The CAMP's 2020 Roundup: Reflections with Leslie Sheryll

December 16, 2020


2020 is on its way out of our collective memory, though not without fully overhauling life as we’ve known it. At The CAMP, we kicked the year off by starting from scratch, adding new and wildly talented artists to our darling roster (i.e., making loads of new friends), partnering with FAMA for a 40-artist exhibition, leaving our Little River home and setting up shop in North Miami, and even the launch of a brand-new virtual gallery with the help of Emperia, UK.


Which made us curious—how has the unruly intensity of the new decade impacted those we work closest with?

In the spirit of growth and community, we bring you
The CAMP’s 2020 Roundup, a small interview series featuring reflections from our CAMP and CAMP Spotlight artists.



 Leslie Sheryll. Ester, 2019. Photography on archival digital print. 24 x 16.5 in.[/caption]



CAMP Spotlight artist Leslie Sheryll’s artworks begin with scans of vintage 19th century tintypes, an ancestor of instant photography, and a story. The narratives she creates for each piece are woven into a body of work that explores female identity in a society that has long centered maleness, incorporating and rejecting, in tandem, the historical notions gender roles while infusing symbolism, fantasy, and personal experience into her pieces. Sheryll even names the women she makes focal points, combating the depersonalizing and commodifying of women: “I believe this gives each one a personal identity, something women did not have during their lifetime when they were considered to be the property of their husbands.  If I use a woman in multiple series her name always remains the same.”



"The biggest obstacle since COVID is the feeling of isolation. I rarely see my friends, I cannot go and see art, no more openings. Going to museums and galleries was something I did constantly. I was also involved with an artist group in my city, which is not an in-person experience any longer. I have grown weary of zoom and only participate in my almost weekly meeting with four good friends. Everyone has been affected in different ways... I do fear the effects this lockdown has had on the art market. Everyone has had to find a new way to survive."

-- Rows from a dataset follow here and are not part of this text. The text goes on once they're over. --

PR #465, opened 2017-04-06
Allow notebook testing without nbsphinx

jschueller:
nbsphinx is not necessary to enable notebook tests, only nbconvert, mpl...


regislebrun:
+1 A good idea would be to allow to generate the sphinx documentation even if the tools to convert the notebooks are missing.

PR #466, opened 2017-04-06
Fix (Linear|Quadratic)NumericalMathFunction aliases

jschueller:
These are deprecated, and that also fixes the documentation as it shadows the dostrings of LinearFunction, QuadraticFunction


regislebrun:
+1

Leslie Sheryll. Hannah, 2015. Photography on archival digital print. 24 x 16.5 in.



"As for my art, I have been influenced by both COVID and the political situation we are facing. In March I began two series that directly deal with the feeling of isolation. Alone In The Time Of COVID-19, is a series of black and white film noir-ish vignettes of a small wooden man (a child’s toy) shot in miniature houses. The mood is one of loneliness, fear, and desperation. My second series; Home-Alone began just before COVID. I had been shooting homes around Jersey City that had seen better times. Some were old Victorian homes that were now unrecognizable because of inexpensive repairs to facades. I did not have a cohesive plan for the project which eventually morphed into what it has become, a series of homes that are isolated from one another. In essence, COVID brought my idea into something relevant to what is going on now. This series differs from Alone In The Time Of COVID in that color is now the isolating factor. I am happy to have been asked to exhibit this series in the spring of 2021. Politically, I am working on three new series that affect the lives of women (the theme in most of my work). All are a response to the conservative views of the Supreme Court. 


"My studio is in my home, so COVID has not changed my working situation except in that I cannot 'get away' for a breather. During the summer my garden was my oasis, but now as it gets colder I am inside more... As far as New Years Resolutions, I don’t do them." 



Leslie Sheryll. Clara, 2014. Photography on archival digital print. 19 x 16.5 in.